What's unnerving is alighting at the terminus on a perfectly formed road which leads nowhere. It has segregated cycle lanes, double yellow lines and speed limit signs, as well as zebra crossings with zig-zag markings that absolutely nobody yet needs. Ahead the road terminates at a set of temporary barriers, behind which is a forest of cranes and a workforce doing stuff with diggers. It's promised that buses will terminate up here from the summer, but in the meantime drivers turn off up a one-way access road and park their vehicles at the top of the slope, before heading back and picking up any school staff or pupils on the way. One day this'll be be a throbbing metropolis, but for now the EL1 is parking up in an amazingly remote location.
I can't begin to tell you how incongruous this transformation looks to someone who remembers how the area used to be. The footpath along the foreshore from Dagenham Dock has long been one of my favourites for its sheer isolation, and the joy of walking half a mile beside the Thames along entirely undeveloped riverbank. Originally the area inland was an expanse of hummocky brownfield, and free-to-roam, but a few years ago it was fenced off, and prolonged dirt-shuffling has finally created a level plateau upon which homes can be built. Footpath 47 still somehow survives around the perimeter of the site, flanking the river with dazzling estuarine views, but is losing its edge somewhat as the excavators encroach.
One day Footpath 47 will be reimagined as a sanitised wetland strip with timber boardwalks and a 'coastal garden'. One day a wall of flats will replace the temporary metal fence, facing out across the river towards lowly lowrise Thamesmead.
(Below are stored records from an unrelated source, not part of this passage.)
PR #2217, opened 2024-04-05
Bot API 7.2 u1

Badiboy:
- Removed the fields is_animated and is_video from the class [StickerSet](https://core.telegram.org/bots/api#stickerset).
- Removed the parameter sticker_format from the method [createNewStickerSet](https://core.telegram.org/bots/api#createnewstickerset).

Aded handlers to self.typed_middleware_handlers.
Minor deprecation fixes.

### DIFF
--- a/telebot/__init__.py
+++ b/telebot/__init__.py
@@ -5890,7 +5890,7 @@ class TeleBot:
             stickers = [types.InputSticker(sticker=stickers, emoji_list=emojis, mask_position=mask_position)]
 
         if sticker_format:
-            logger.warning('The parameter "sticker_format" is deprecated since Bot API 7.2+. Stickers can now be mixed')
+            logger.warning('The parameter "sticker_format" is deprecated since Bot API 7.2. Stickers can now be mixed')
 
         return apihelper.create_new_sticker_set(
             self.token, user_id, name, title, stickers, sticker_type=sticker_type, needs_repainting=needs_repainting)
--- a/telebot/__init__.py
+++ b/telebot/__init__.py
@@ -213,6 +213,7 @@ class TeleBot:
         # handlers
         self.exception_handler = exception_handler
         self.update_listener = []
+
         self.message_handlers = []
         self.edited_message_handlers = []
         self.channel_post_handlers = []
@@ -247,6 +248,8 @@ class TeleBot:
                 'edited_message': [],
                 'channel_post': [],
                 'edited_channel_post': [],
+                'message_reaction': [],
+                'message_reaction_count': [],
                 'inline_query': [],
                 'chosen_inline_result': [],
                 'callback_query': [],
@@ -256,7 +259,13 @@ class TeleBot:
                 'poll_answer': [],
                 'my_chat_member': [],
                 'chat_member': [],
-                'chat_join_request': []
+                'chat_join_request': [],
+                'chat_boost': [],
+                'removed_chat_boost': [],
+                'business_connection': [],
+                'business_message': [],
+                'edited_business_message': [],
+                'deleted_business_messages': [],
             }
             self.default_middleware_handlers = []
         if apihelper.ENABLE_MIDDLEWARE and use_class_middlewares:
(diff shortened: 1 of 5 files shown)


telebot/__init__.py
```diff
@@ -5880,9 +5889,11 @@ def create_new_sticker_set(
                 raise ValueError('You must pass at least one sticker')
             stickers = [types.InputSticker(sticker=stickers, emoji_list=emojis, mask_position=mask_position)]
 
+        if sticker_format:
+            logger.warning('The parameter "sticker_format" is deprecated.')
```
coder2020official, line 5893: I'd clarify why: 
```suggestion
            logger.warning('The parameter "sticker_format" is deprecated since Bot API 7.2+. Stickers can now be mixed')
```

telebot/async_telebot.py
```diff
@@ -7208,10 +7208,11 @@ async def create_new_sticker_set(
                 raise ValueError('You must pass at least one sticker')
             stickers = [types.InputSticker(sticker=stickers, emoji_list=emojis, mask_position=mask_position)]
             
+        if sticker_format:
+            logger.warning('The parameter "sticker_format" is deprecated.')
```
coder2020official, line 7212:
```suggestion
            logger.warning('The parameter "sticker_format" is deprecated since Bot API 7.2+. Stickers can now be mixed.')
```

telebot/types.py
```diff
@@ -6428,15 +6427,20 @@ def de_json(cls, json_string):
             obj['thumbnail'] = None
         return cls(**obj)
 
-    def __init__(self, name, title, sticker_type, is_animated, is_video, stickers, thumbnail=None, **kwargs):
+    def __init__(self, name, title, sticker_type, is_animated=None, is_video=None, stickers=None, thumbnail=None, **kwargs):
```
coder2020official, line 6430: hmm.. setting stickers to None. Hopefully this will not get us problems in future?
Why not change order of params, as the class represents the sent sticker;

telebot/types.py
```diff
@@ -6428,15 +6427,20 @@ def de_json(cls, json_string):
...
         self.name: str = name
         self.title: str = title
         self.sticker_type: str = sticker_type
-        self.is_animated: bool = is_animated
-        self.is_video: bool = is_video
         self.stickers: List[Sticker] = stickers
         self.thumbnail: PhotoSize = thumbnail
 
+        if is_animated is not None:
```
coder2020official, line 6437: They will always be None from now on, meaning that they will always get deprecation warnings.
Instead, I propose turning them into property and showing deprecation warning?

coder2020official (changes requested):

telebot/types.py
Badiboy: We cannot change the order of parameters, it will break code which passed is_animated/is_video, i.e. **all code** who used this class...

telebot/types.py
Badiboy: None will not trigger the warning. NOT NONE will: "NOT NONE" means user use old-style call signature.

telebot/types.py
coder2020official: It is JsonDeserializable and just represents an object sent by API
So it is not a breaking change.

telebot/types.py
coder2020official: hmm true, wasn't attentive
Anyways, since the class represents an object from API, is_animated and is_video parameters are not passed. So my suggestion about totally removing these params but making them remain as properties with deprecation warning is good?

coder2020official (changes requested):

telebot/types.py
Badiboy: Looks you are right.

telebot/types.py
Badiboy: I did not checked if the class is created by user or not. If it is just deserializable - this is the right way. I'll update.

Badiboy: @coder2020official both properties will return TRUE?

Badiboy: Both properties will return FALSE?

Badiboy:
@coder2020official Udated.

coder2020official:
LGTM now. Did you try testing?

One day the road beneath the pylons will be diverted and turned into a park, because nobody wants to buy a flat under a string of fizzing cables. One day this empty wasteland will be alive with a brand new community, and one day you might even move out here to raise a family. But to witness the art of placemaking in action, and the genesis of something from absolutely nothing, a double decker bus ride is all it takes.